▼

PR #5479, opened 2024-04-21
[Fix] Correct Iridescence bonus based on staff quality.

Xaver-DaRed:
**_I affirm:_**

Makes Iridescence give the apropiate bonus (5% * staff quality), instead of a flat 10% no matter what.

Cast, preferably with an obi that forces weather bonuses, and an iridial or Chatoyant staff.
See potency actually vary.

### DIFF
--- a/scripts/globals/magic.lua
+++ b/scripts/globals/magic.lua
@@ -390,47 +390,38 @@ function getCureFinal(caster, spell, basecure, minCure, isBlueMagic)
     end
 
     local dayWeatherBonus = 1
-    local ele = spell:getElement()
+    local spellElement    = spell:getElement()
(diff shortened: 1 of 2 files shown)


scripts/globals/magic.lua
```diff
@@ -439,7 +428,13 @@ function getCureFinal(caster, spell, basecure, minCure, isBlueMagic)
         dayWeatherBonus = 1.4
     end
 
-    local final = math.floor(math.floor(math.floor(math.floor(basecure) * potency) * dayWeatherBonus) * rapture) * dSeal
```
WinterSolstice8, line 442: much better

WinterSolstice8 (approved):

▲
▼

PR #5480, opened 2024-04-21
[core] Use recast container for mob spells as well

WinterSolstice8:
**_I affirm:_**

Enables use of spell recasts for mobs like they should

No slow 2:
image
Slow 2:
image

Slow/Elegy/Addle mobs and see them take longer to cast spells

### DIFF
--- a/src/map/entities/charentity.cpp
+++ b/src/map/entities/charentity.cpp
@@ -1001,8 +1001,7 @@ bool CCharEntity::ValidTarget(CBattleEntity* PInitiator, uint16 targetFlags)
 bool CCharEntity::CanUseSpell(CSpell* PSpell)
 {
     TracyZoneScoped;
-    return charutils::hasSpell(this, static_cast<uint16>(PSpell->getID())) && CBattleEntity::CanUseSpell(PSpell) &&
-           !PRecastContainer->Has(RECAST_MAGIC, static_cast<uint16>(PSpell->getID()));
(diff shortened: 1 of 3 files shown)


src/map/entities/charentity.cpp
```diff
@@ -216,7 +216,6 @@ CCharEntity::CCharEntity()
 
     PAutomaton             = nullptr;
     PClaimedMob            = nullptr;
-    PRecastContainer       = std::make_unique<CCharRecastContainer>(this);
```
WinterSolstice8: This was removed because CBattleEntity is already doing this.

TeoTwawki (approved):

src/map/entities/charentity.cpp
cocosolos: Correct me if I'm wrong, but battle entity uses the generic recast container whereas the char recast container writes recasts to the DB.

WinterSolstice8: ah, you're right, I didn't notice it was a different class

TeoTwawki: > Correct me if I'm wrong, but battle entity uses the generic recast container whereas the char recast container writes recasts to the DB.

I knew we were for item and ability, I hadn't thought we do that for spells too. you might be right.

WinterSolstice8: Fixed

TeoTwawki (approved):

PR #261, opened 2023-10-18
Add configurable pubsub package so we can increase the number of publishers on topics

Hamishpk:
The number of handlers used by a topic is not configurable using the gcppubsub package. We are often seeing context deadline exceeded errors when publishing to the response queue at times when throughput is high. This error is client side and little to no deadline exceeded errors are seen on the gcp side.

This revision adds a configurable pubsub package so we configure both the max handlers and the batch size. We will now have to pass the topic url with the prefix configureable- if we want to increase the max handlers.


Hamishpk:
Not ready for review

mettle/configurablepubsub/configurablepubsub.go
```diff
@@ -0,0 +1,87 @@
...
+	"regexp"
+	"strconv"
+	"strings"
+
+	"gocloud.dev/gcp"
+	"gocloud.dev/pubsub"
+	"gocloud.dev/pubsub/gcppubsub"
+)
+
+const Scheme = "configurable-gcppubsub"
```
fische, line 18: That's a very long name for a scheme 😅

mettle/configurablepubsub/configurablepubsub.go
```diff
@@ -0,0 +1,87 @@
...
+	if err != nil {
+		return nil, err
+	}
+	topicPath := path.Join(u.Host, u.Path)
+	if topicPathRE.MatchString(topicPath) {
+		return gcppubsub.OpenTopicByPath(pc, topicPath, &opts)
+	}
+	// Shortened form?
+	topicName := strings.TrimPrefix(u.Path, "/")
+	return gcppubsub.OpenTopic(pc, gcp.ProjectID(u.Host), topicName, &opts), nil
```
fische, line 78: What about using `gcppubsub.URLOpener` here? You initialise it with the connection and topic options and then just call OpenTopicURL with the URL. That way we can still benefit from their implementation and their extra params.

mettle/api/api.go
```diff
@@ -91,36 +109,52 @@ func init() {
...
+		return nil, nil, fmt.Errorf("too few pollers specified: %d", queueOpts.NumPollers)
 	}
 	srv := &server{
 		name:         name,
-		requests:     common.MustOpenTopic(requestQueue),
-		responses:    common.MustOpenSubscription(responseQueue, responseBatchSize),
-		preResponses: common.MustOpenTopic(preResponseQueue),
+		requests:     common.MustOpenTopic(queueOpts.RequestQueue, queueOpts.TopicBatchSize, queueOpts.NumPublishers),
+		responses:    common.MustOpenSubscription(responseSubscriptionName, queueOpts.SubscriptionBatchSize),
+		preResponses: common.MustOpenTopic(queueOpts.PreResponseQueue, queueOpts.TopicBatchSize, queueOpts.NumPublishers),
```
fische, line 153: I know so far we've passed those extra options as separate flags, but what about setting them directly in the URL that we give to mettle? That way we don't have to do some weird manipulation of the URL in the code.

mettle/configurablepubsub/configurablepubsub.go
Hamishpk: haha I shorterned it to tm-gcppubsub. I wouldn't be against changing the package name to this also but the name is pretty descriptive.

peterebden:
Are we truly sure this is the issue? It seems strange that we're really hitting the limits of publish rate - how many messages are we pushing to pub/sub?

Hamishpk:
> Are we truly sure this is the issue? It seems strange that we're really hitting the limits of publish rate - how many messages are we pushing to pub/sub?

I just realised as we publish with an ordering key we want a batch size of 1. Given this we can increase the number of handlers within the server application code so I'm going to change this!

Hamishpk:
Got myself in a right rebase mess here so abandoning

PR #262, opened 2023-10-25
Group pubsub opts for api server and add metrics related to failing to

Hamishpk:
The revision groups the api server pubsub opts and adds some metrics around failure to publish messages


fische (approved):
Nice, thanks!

▲
▼

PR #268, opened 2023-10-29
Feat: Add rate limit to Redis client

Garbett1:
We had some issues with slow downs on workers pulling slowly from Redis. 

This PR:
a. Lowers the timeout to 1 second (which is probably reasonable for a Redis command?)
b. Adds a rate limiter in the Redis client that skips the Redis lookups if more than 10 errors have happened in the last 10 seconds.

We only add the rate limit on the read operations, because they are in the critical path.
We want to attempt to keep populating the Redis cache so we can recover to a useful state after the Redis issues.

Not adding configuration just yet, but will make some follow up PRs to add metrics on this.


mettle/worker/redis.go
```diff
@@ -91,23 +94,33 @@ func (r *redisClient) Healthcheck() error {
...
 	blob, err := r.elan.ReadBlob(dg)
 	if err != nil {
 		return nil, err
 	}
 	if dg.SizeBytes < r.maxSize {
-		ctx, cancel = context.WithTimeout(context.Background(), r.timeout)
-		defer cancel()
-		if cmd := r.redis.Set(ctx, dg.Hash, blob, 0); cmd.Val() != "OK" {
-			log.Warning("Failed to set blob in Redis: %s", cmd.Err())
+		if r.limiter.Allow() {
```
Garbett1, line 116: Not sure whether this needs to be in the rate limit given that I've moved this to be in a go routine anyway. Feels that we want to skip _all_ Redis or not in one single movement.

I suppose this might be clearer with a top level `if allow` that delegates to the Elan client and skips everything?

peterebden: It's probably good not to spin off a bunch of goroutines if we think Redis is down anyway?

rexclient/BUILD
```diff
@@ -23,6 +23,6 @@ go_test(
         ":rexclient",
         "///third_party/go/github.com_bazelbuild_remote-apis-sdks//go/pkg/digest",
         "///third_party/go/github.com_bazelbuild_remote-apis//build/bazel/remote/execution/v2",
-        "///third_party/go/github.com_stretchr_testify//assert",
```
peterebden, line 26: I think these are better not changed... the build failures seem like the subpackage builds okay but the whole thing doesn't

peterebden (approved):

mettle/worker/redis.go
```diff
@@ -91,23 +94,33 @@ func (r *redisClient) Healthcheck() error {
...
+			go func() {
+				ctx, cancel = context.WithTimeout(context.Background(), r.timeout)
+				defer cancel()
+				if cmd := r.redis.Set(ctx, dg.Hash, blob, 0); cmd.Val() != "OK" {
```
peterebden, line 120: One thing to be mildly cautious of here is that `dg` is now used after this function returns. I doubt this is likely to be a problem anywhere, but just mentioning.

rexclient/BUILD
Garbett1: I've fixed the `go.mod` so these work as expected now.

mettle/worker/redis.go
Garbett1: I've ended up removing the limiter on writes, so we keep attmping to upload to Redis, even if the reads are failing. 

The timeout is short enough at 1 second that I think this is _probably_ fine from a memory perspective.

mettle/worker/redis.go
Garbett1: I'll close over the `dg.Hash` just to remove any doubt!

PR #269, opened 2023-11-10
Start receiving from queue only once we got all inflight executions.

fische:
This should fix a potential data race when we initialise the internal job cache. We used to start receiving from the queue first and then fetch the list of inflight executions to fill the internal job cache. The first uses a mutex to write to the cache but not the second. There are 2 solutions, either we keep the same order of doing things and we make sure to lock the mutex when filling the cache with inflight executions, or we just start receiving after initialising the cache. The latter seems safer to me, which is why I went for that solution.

▲

(BRIEF) Scan the records for the string "recasts". Copy each line in which it appears.

(RESPONSE TO THE TASK)
Enables use of spell recasts for mobs like they should
cocosolos: Correct me if I'm wrong, but battle entity uses the generic recast container whereas the char recast container writes recasts to the DB.
TeoTwawki: > Correct me if I'm wrong, but battle entity uses the generic recast container whereas the char recast container writes recasts to the DB.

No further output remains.